### [Problem]
Restrict the output to the lines below starting at the one that contains "## One thing" and ending at the one that contains "Thanks for addressing", and restate them word for word, both ends included.

### [Exercise data]
PR #6871, opened 2026-08-13
test(handler): stop the dashboard fixture finishing before its own window opens (MUL-6103)

seacen:
`TestDashboardEndpoints` and `TestDashboardFailuresCountNeverStartedTasks` fail on any run whose handler tests execute in the first twenty minutes after midnight UTC.

## Mechanism

The fixture builds a run that **ends** at `now-20m`:

```go
started   := now.Add(-30 * time.Minute)
completed := started.Add(10 * time.Minute) // 600s run
```

and the endpoints are then asked for `days=1`. That window begins at the viewer's **start of day** (`@since` / `parseExactSinceParamInTZ`), and `ListDashboardAgentRunTime` filters on the **end** of the run:

```sql
AND atq.completed_at >= @since::timestamptz
```

So between 00:00 and 00:20 the run finished yesterday, the window misses it, and the assertions read that as nothing having happened:

```
dashboard_test.go:213: agent-runtime: expected >=1 task for agent, got 0
dashboard_test.go:216: agent-runtime: expected >=600s (one 10-minute run), got 0
dashboard_test.go:1610: expected the classified failure to be counted, got map[]
```

## Observed both ways

On a branch touching only `internal/daemon/execenv`:

| handler tests ran at | fixture's `completed_at` | in today's window | result |
|---|---|---|---|
| 00:13 UTC | 08-12 23:53 | no | **failed on those lines**, other 8 jobs green |
| 00:25 UTC | 08-13 00:05 | yes | **passed**, nothing changed but the clock |

Neighbouring PRs whose backend jobs landed at 22:20 and 13:40 were green.

## Fix

Clamp the fixture's start to start-of-day, which moves its end with it. That keeps what the test means — a ten-minute run that finished *today* — at every hour:

| suite runs at | old `completed_at` | in window | new `completed_at` | in window |
|---|---|---|---|---|
| 00:01 | 08-12 23:41 | no | 08-13 00:10 | yes |
| 00:13 | 08-12 23:53 | no | 08-13 00:10 | yes |
| 00:19 | 08-12 23:59 | no | 08-13 00:10 | yes |
| 00:21 | 08-13 00:01 | yes | 08-13 00:10 | yes |
| 12:00 | 08-13 11:40 | yes | 08-13 11:40 | yes |

**Correction to the original description:** it claimed both tests share one fixture. They do not — `TestDashboardFailuresCountNeverStartedTasks` builds its own timestamps around line 1561, and the first version of this patch left them untouched. They share one now: both call `runFinishedToday`, which anchors the run to the start of the day in the fixture's timezone rather than to whatever the clock happens to read.

Test-only, 3 lines plus a comment. `gofmt`, `go vet ./internal/handler/` clean.

### DIFF
--- a/server/internal/handler/dashboard_test.go
+++ b/server/internal/handler/dashboard_test.go
@@ -17,8 +17,17 @@ import (
 // the user's stored user.timezone, else UTC), so a fixture anchored in one
 // zone and a window opened in another sit an offset apart. Without the
 // `?tz=` these requests would inherit whatever user.timezone holds — NULL in
-// the handler fixture, hence UTC, but nothing here should rest on that.
-const dashboardFixtureTZ = "UTC"
+// the handler fixture, hence UTC.
+//
+// The zone is deliberately EAST of UTC, and that is what makes the pin
+// load-bearing rather than decorative. A fixture built in UTC survives losing
+// its `?tz=`: the fallback is UTC too, so the window opens where the fixture
+// already sits and nothing notices. Built in Asia/Tokyo the run finishes at
+// 15:10 UTC the previous day, so a request that falls back to UTC opens its
+// window after the run ended and the assertions go red — which is the whole
+// point of pinning it. Verified by mutation: dropping the parameter, and
+// pinning it to UTC, both fail.
+const dashboardFixtureTZ = "Asia/Tokyo"
 
 // dashboardFixtureTZParam is dashboardFixtureTZ as a query fragment, so a
 // request cannot pin a zone the fixture was not built in.
--- a/server/internal/handler/dashboard_test.go
+++ b/server/internal/handler/dashboard_test.go
@@ -70,6 +70,23 @@ func runFinishedToday(now time.Time, loc *time.Location) (started, completed tim
 	return started, started.Add(10 * time.Minute)
 }
 
+// pinDayWindowClock freezes the clock the request-side cutoff reads and hands
+// back the same instant for the fixture, so both sides describe one moment.
+//
+// They read the wall clock at two different points otherwise — the fixture when
+// it is built, the cutoff when the handler runs, with inserts and a rollup in
+// between — and a suite that crosses midnight in that gap writes its run into
+// one day and then asks for the next day's window. The gap is milliseconds, so
+// it is rare and permanent: nothing about the assertions says which day they
+// meant.
+func pinDayWindowClock(t *testing.T, at time.Time) time.Time {
+	t.Helper()
+	prev := dayWindowNow
+	dayWindowNow = func() time.Time { return at }
+	t.Cleanup(func() { dayWindowNow = prev })
+	return at
+}
+
 // TestDashboardFixtureRunLandsInsideTheWindow pins what runFinishedToday
 // promises the two DB fixtures that call it: at any hour, in any zone, the
 // run it places is inside the days=1 window the endpoints open. The window is
@@ -193,7 +210,7 @@ func TestDashboardEndpoints(t *testing.T) {
 	// A 600s run that finished inside today's window at every hour of the
 	// clock — see runFinishedToday for what a `now - 30m` fixture does to the
 	// agent-runtime assertions just after midnight.
-	started, completed := runFinishedToday(time.Now(), dashboardFixtureLoc(t))
+	started, completed := runFinishedToday(pinDayWindowClock(t, time.Now()), dashboardFixtureLoc(t))
 
 	mkTaskWithUsage := func(issueID string, status string, tokens int64) {
 		var taskID string
@@ -1662,7 +1679,7 @@ func TestDashboardFailuresCountNeverStartedTasks(t *testing.T) {
 	// below runs on the exact start-of-day cutoff and filters on
 	// completed_at, so a run timed off the wall clock disappears from it for
 	// the first twenty minutes of the day.
-	started, completed := runFinishedToday(time.Now(), dashboardFixtureLoc(t))
+	started, completed := runFinishedToday(pinDayWindowClock(t, time.Now()), dashboardFixtureLoc(t))
 
 	// startedAt is nullable so the queue-expiry case can be modelled exactly:
 	// completed_at set, started_at absent.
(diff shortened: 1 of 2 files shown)


multica-eve (changes requested):
Thanks for tracking down the midnight flake. I’m requesting changes because the patch does not yet fix both tests named in the PR description.

`TestDashboardFailuresCountNeverStartedTasks` builds its own timestamps around `server/internal/handler/dashboard_test.go:1561`:

```go
now := time.Now().UTC()
started := now.Add(-30 * time.Minute)
completed := started.Add(10 * time.Minute)
```

That fixture is not touched by this diff. Its `by-agent` case uses the exact start-of-day window and filters by `completed_at`, so it can still produce the reported empty result during the first twenty minutes after midnight. Please update that fixture as well (ideally through one shared helper) and adjust the PR description if necessary.

Please also make the timezone assumption explicit. The new clamp uses UTC midnight, while the endpoint window is anchored to the viewer’s timezone. The current test only lines up because the fixture user falls back to UTC. Either pass `tz=UTC` in the affected requests or calculate the fixture boundary in the same timezone as the request, so the flake does not return when a non-UTC timezone is introduced.

The product direction is good and the root-cause analysis for `TestDashboardEndpoints` is correct; these fixture/window mismatches are the remaining blockers.

seacen:
@multica-eve — head is `2986d3598`. Both points fixed, and the description is corrected: you were right that it claimed something untrue.

## The second fixture

`TestDashboardFailuresCountNeverStartedTasks` built its own timestamps and my diff never touched them. The PR text said "both tests share the fixture" — I asserted that without reading the second test, and it was false. It is true now: both call one helper.

```go
func runFinishedToday(now time.Time, loc *time.Location) (started, completed time.Time) {
	local := now.In(loc)
	started = time.Date(local.Year(), local.Month(), local.Day(), 0, 0, 0, 0, loc)
	return started, started.Add(10 * time.Minute)
}
```

Anchored to the day boundary rather than clamped to it, so what time the suite runs is no longer an input. The start-of-day arithmetic matches `sinceFromDays` (runtime.go:391) so both land on the same instant.

## The timezone, and why UTC was the wrong choice for it

I pinned `?tz=` on all seven windowed requests from the same constant the fixture reads. That was still not enough, and adversarial review caught it: **with the fixture in UTC the pin does nothing.** Drop `?tz=` and the fallback is UTC too, so the window opens exactly where the fixture already sits. Pin it to a zone the fixture never used and an eastern zone only widens the window. Green either way — which is your original point, that the test lined up by coincidence rather than by construction.

The fixture zone is `Asia/Tokyo` now. Its run finishes at 15:10 UTC the *previous* day, so any request whose window opens at UTC midnight is opening after the run ended:

| mutation | result |
|---|---|
| request pinned to UTC, fixture Tokyo | **FAIL** — `expected >=1 task for agent, got 0` |
| `?tz=` replaced by a no-op parameter | **FAIL** — both dashboard tests, together |
| both restored | PASS |

Both tests failing together on that second one is the shared helper doing its job.

`TestDashboardFixtureRunLandsInsideTheWindow` covers the helper directly: synthetic clocks at 00:00, 00:05, 00:19:59, 12:00 and 23:59:59 across UTC, Asia/Kolkata and America/Los_Angeles, asserting against `sinceFromDays`'s own output rather than a second copy of the arithmetic.

## One thing worth flagging for anyone re-running this

`internal/handler` skips its entire suite and exits 0 when `DATABASE_URL` is unreachable. My first pass at the mutations above ran without a database and every one of them "passed" — I nearly reported that the timezone gap could not be reproduced. It reproduces fine against a live Postgres. Counting `=== RUN` lines is the only way to tell the two apart, and it is now in the commit message.

Full package against a live Postgres: 2521 tests, 0 failures. `gofmt`, `go vet` clean. CI 9/9.

multica-eve (changes requested):
Thanks for addressing the previous review: both dashboard tests now use the shared fixture helper, and the fixture/request timezone is explicitly wired through one constant. I found two remaining clock-dependent blockers on the updated head.

1. **The integration fixtures can still fall out of the window when the test crosses midnight.** `TestDashboardEndpoints` and `TestDashboardFailuresCountNeverStartedTasks` capture `time.Now()` when building the fixture (`server/internal/handler/dashboard_test.go:196` and `:1665`), but the handlers later call `time.Now()` again while computing the cutoff (`server/internal/handler/runtime.go:444`). If the fixture is created at `23:59:59.900` Tokyo time and the request computes its cutoff at `00:00:00.100`, `runFinishedToday` produces a completion at the previous day’s `00:10`, while the request has advanced to the next day’s `00:00`; the row is excluded. I reproduced this with a synthetic-clock test. `TestDashboardEndpoints` performs inserts and a rollup between those two clock reads, so the real race window is larger than the 200 ms reproduction. Please make the fixture and cutoff share a fixed/injectable clock, or otherwise make the fixture valid across that rollover, and add a regression case where fixture creation and request handling straddle midnight.

2. **The timezone pin is not deterministically load-bearing.** The comment at `server/internal/handler/dashboard_test.go:22-29` says that using `Asia/Tokyo` makes dropping or replacing `tz` fail. That only holds during part of the UTC day. At `2026-03-01 20:00Z`, for example, the Tokyo fixture completes at `2026-03-01 15:10Z`; if `tz` is removed and the request falls back to UTC, its cutoff is `2026-03-01 00:00Z`, so the fixture is still included and the mutation remains green. The same issue exists from roughly `15:00–23:59Z`. `TestDashboardFixtureRunLandsInsideTheWindow` always supplies the same location to both sides, so it proves that the helper is self-consistent but does not guard the seven request URLs against losing or changing their timezone. Please add a fixed-clock negative test that deterministically exercises a mismatched request timezone and covers the actual request/fixture coupling.

The product direction remains correct, and the new pure boundary test passes all 15 subcases. `go vet`, formatting, diff checks, and the current 9/9 CI checks are clean. The remaining request is specifically to remove these last wall-clock dependencies before merging.

seacen:
@multica-eve — head is `e6b1f722e`. Both blockers fixed, and the second one is a correction to something I asserted in the last round's commit message.

## 1. One clock for the fixture and the window

`parseDaysCutoff` now reads `dayWindowNow` (`runtime.go`), a variable production never changes and a test can pin. Both integration fixtures build from the instant they pin, so the two sides describe one moment instead of two clock reads with inserts and a rollup between them.

`TestDashboardFixtureSurvivesTheMidnightStraddle` asserts it at the instant where it used to bite: the clock pinned to `23:59:59.900` in the fixture's own zone, one tenth of a second of the day left when the run is written.

## 2. You are right that the Tokyo argument only held for part of the day — including in my own proof

This is worth stating plainly. Last round I claimed Asia/Tokyo made the pin load-bearing and showed two red mutations to back it. Those mutations ran at **13:28 UTC**, which is inside the window where the claim happens to hold. At 20:00Z the Tokyo fixture completes at 15:10Z, a UTC fallback cutoff is 00:00Z the same day, and the run is still counted — exactly your example. I verified at one instant and wrote it up as a property.

`TestDashboardMismatchedRequestTimezoneHidesTheRun` replaces that argument with a pinned one: clock at `2026-03-01 02:00Z`, where Tokyo's day began at 15:00Z the day before and UTC's began two hours ago. It asserts both directions — the matched request counts the run (premise), the request pinned to UTC counts zero (the coupling). It exercises the real request path, not the helper.

## Mutation results, live Postgres

| revert | result |
|---|---|
| the clock seam, back to `time.Now()` | straddle test **FAILS** — `agent-runtime reported 0s for a run built at 2026-03-01T23:59:59.9+09:00, want >=600` |
| fixture zone back to `UTC` | mismatch test **FAILS** — `a request pinned to UTC counted 1200s of a run the fixture placed in UTC` |
| both restored | PASS |

Full package: 2523 tests, 0 failures, `-race` clean, `go vet` clean. CI 9/9.

## On the production change

The clock seam is the one line this touches outside tests, and it is there because you asked for an injectable clock rather than a wider fixture. If you would rather it were a handler field or a context value than a package variable, say so — the three tests that pin it are sequential, so a variable is safe here, but it is your call whether that is the shape you want in `runtime.go`.

multica-eve (approved):
Thanks — the two remaining blockers are resolved on `e6b1f722e`.

- The fixture and request cutoff now share the same pinned instant through `dayWindowNow`. The midnight-straddle integration test exercises the actual handler path, and reverting the clock seam makes it fail.
- The timezone mismatch test now uses a deterministic `02:00Z` instant and exercises the actual dashboard request. Reverting the fixture timezone to UTC makes it fail.

I reran the four affected dashboard tests against a freshly migrated isolated PostgreSQL database under `-race`; they all passed. The pure timezone/DST tests, `go vet`, formatting/diff checks, and all 9 CI checks also pass.

Non-blocking nits: the broad comment near the top of `dashboard_test.go` still reads as though Tokyo makes the mismatch fail at every time of day, and the PR description's “3 lines plus a comment” summary is now stale. Neither affects correctness.

Approving.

### [Result of this exercise]
## One thing worth flagging for anyone re-running this

`internal/handler` skips its entire suite and exits 0 when `DATABASE_URL` is unreachable. My first pass at the mutations above ran without a database and every one of them "passed" — I nearly reported that the timezone gap could not be reproduced. It reproduces fine against a live Postgres. Counting `=== RUN` lines is the only way to tell the two apart, and it is now in the commit message.

Full package against a live Postgres: 2521 tests, 0 failures. `gofmt`, `go vet` clean. CI 9/9.

multica-eve (changes requested):
Thanks for addressing the previous review: both dashboard tests now use the shared fixture helper, and the fixture/request timezone is explicitly wired through one constant. I found two remaining clock-dependent blockers on the updated head.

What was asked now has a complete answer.